Apeldoorn, Amersfoort, Hilversum, Southern Amsterdam, Amsterdam Airport Schiphol, Utrecht, Gouda, Rotterdam, The Hague, Zwolle, Zutphen, Oldenzaal, Almelo, Deventer, Enschede. There are international trains daily to Bad Bentheim, Rheine, Osnabrück, Hannover, and Berlin.

For information on the train services see Hengelo railway station. One can also plan a journey on the website of Dutch Railways.
For Amsterdam, passengers should use the train to Schiphol and change at Amersfoort, where there are regular trains to Amsterdam Centraal railway station, which is the nearest station to the city.

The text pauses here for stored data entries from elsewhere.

PR #1115, opened 2020-05-20
896 utilization table

mmazanec22:


src/Hedwig/ClientApp/src/containers/Reports/ReportDetail/UtilizationTable.tsx
```diff
@@ -1,57 +1,52 @@
...
+import { prettyAge, prettyFundingTime, fundingSpaceSorter } from '../../../utils/models';
 import currencyFormatter from '../../../utils/currencyFormatter';
 import cx from 'classnames';
 import { DeepNonUndefineableArray } from '../../../utils/types';
+import {
+	countFundedEnrollments,
+	calculateRate,
+	makePrefixerFunc,
+	ReimbursementRateLine,
+} from '../../../utils/utilizationTable';
```
jlhogan, line 22: :+1:

src/Hedwig/ClientApp/src/containers/Reports/ReportDetail/UtilizationTable.tsx
```diff
@@ -77,39 +72,74 @@ export default function UtilizationTable(report: CdcReport) {
...
+			}
+		} else if (fundingTime === FundingTime.Full) {
+			fullWeeks = weeksInPeriod;
+		} else if (fundingTime === FundingTime.Part) {
+			partWeeks = weeksInPeriod;
+		}
+
+		const cappedCount = Math.min(count, capacity);
+		const total = cappedCount * (fullWeeks * ftRate) + cappedCount * (partWeeks * ptRate);
+		const paid = capacity * (fullWeeks * ftRate) + capacity * partWeeks * ptRate;
```
jlhogan, line 117: add final () for parallelism

src/Hedwig/ClientApp/src/containers/Reports/ReportDetail/UtilizationTable.tsx
```diff
@@ -77,39 +72,74 @@ export default function UtilizationTable(report: CdcReport) {
...
+			ptRate,
+			total,
+			balance,
+			showFundingTime: cdcFundingSpaces.filter(fs => fs.ageGroup === ageGroup).length > 1,
+			weeksSplit: {
+				partWeeks,
+				fullWeeks,
+			},
+			maxes: {
+				// TODO: make this the greater of the two vals if there are two time vals
```
jlhogan, line 136: not sure what this means.

jlhogan: edit: ok got it. can we add a comment somewhere (maybe on the interface?) to explain why we need maxes? if i understand, it is to determine the appropriate amount of spacing to prefix all the stuffs with ?

src/Hedwig/ClientApp/src/containers/Reports/ReportDetail/UtilizationTable.tsx
```diff
@@ -77,39 +72,74 @@ export default function UtilizationTable(report: CdcReport) {
...
-				fundingTime,
-				count,
-				capacity,
-				rate,
+		// TODO: probably a util
+		let fullWeeks = 0,
+			partWeeks = 0;
+		if (fundingTime === FundingTime.Split) {
+			const { timeSplitUtilizations } = space;
+			const thisUtilization = (timeSplitUtilizations || []).find(u => u.reportId === report.id);
```
jlhogan, line 104: these values will  not reflect the current state as the defaults and user input are added to the report, not the funding space. so either:
- pass in reportingPeriodId and grab the utilization off the report, filtering by reportingPeriodId
- pass in the state variable from reportSubmitForm that contains the utilization values for this report (either default values or user-defined)

src/Hedwig/ClientApp/src/utils/utilizationTable.tsx
```diff
@@ -0,0 +1,87 @@
+import React from 'react';
```
jlhogan, line 1: :clap:

src/Hedwig/ClientApp/src/containers/Reports/ReportDetail/ReportSubmitForm.tsx
```diff
@@ -184,14 +184,14 @@ export default function ReportSubmitForm({
 		report.timeSplitUtilizations
```
jlhogan, line 184: small remaining bug: when the page first settles, the value of `timeSplitUtilizations` is `[]` and so the row for the splittime fundingspace in the ut table is empty. any blur/change for the utilization question triggers a value to be generated and the row to appear. was also able to achieve this by adding to line 196: 
```
	useEffect(() => {
		// recreate defaults when report (and thus available fundingspaces) changes
		updateTimeSplitUtilizations(
			(report.timeSplitUtilizations && report.timeSplitUtilizations.length) ? report.timeSplitUtilizations : 
			splitTimeFundingSpaces.map(fundingSpace =>
				getSplitUtilization(
					fundingSpace.timeSplit,
					0,
					reportingPeriodWeeks,
					report.reportingPeriod,
					report
				)
			)
		)
	}, [report])
```
but not sure this is the right solution

src/Hedwig/ClientApp/src/containers/Reports/ReportDetail/UtilizationTable.tsx
```diff
@@ -37,13 +38,14 @@ interface UtilizationTableRow {
...
 	maxes: {
+		// These are needed to format the numbers for alignment
 		total: number;
 		rate: number;
 		balance: number;
 	};
 }
 
-export default function UtilizationTable(report: CdcReport) {
+export default function UtilizationTable({ report, timeSplitUtilizations }: { report: CdcReport, timeSplitUtilizations: FundingTimeSplitUtilization[] }) {
```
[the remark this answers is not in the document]
mmazanec22: This snippet isn't valid javascript-- I'm seeing this pattern where we are using named exports though:

```
export const UtilizationTable: React.FC<{ report: CdcReport, timeSplitUtilizations: FundingTimeSplitUtilization[] }> = ({
	report,
	timeSplitUtilizations,
}) => {
```

Are we moving toward named exports?  Or was the spirit of this comment more that this is looking weird because I was lazy and used the type inline rather than extracting it out?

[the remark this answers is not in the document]
jlhogan: ha my bad! I was just passing on a comment @cailyncodes made on my last PR that we should explicitly type components as `React.FC<{...}>` but i'll allow her to specify

src/Hedwig/ClientApp/src/containers/Reports/ReportDetail/ReportSubmitForm.tsx
mmazanec22: How about we just grab them off of the report until there are user supplied time split utilizations?

jlhogan: they don't exist on the report until after the post request. The default values (not really user-defined, but a valid state of the data that the user could submit) need to make their way into the table

src/Hedwig/ClientApp/src/containers/Reports/ReportDetail/UtilizationTable.tsx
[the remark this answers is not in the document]
cailyncodes: Yeah I lean towards using an explicit type when supplying it to `React.FC<...>`.

Re: the default/named export -- you can get around it by:
```
const X: React.FC<XProps> = <something>;
export default X;
```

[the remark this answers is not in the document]
mmazanec22: Yes I am familiar with default exports.  My comment was about where I am seeing that pattern in use in our code base, versus where we are not using it, since we seem to be a little inconsistent.  If we have agreed to standardize on that particular pattern I will go ahead and implement it.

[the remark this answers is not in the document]
jlhogan: i dont know that we've agreed on something -- i personally have components out there all over the place. dunno that right now is the moment to do a full press on standardizing but we _could_ just make a call and at least conform from here on out? 

sorry for any confusion! was just trying to be consistent. I think i misunderstood the original intent of cailyn's point which is to create types if you are passing them in to `React.FC<TypeProps>`  (as opposed to using anonymous type like `React.FC<{id: number, prop: string}>`). I had interpreted it as: define all functional components with `React.FC` type explicitly

src/Hedwig/ClientApp/src/containers/Reports/ReportDetail/ReportSubmitForm.tsx
jlhogan: (note: Im confused that this is the case -- i would expect `fundingSpaceUtilizations` to get the correct value whether or not the user interacts with the weeks used input, otherwise the defaults don't actually work which i am pretty sure i tested for when first implementing this feature. Soooo, happy to pair on this if that's helpful, because it seems mysterious to me and maybe is a bug)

Hengelo Oost railway station and Hengelo Gezondheidspark railway station are also located in Hengelo. Just beside Hengelo Oost railway station is the football club Juliana '32 and the Groot Driene tennis club.

Within the city limits, the only means of public transport is the bus. Some parts of the route are on bus lanes, specifically built for buses to travel faster.
The A1/E30 from Amsterdam to Moscow goes right through the city.
The A35 from Enschede to Wierden goes along the west side of the city.
Hengelo has a relatively large harbour in the Twentekanaal, a heavily used canal from the Twente region to the IJssel.

The town of Hengelo
Although archeological research indicates the location has been inhabited for thousands of years, the municipality was founded in 1802. At that time it merely consisted of a few hundred farms and agricultural workers' houses.

Hengelo was never granted city rights as it was only a small village that expanded in the 19th century during the industrial revolution. In the late 19th century it rapidly developed after the construction of an important railway junction. This attracted industry with a focus on technology: Stork B.V., Hazemeyer, N.V. Heemaf (now part of France's Alstom, Brush HMA, Brush-Barclay, Eaton Corporation, Essent, Heemaf BV, Vattenfall, and Wabtec), KHZ (now AkzoNobel), and Hollandse Signaal Apparaten, now taken over by the Thales Group. Hengelo was the home town of Hengelo Bier, a local brewery. Nowadays, the beer brand Twents is produced in Hengelo, brewed by De Twentse Bierbrouwerij. This brewery was founded in 2007 and was until 2019 located in the monumental factory complex Hazemeijer.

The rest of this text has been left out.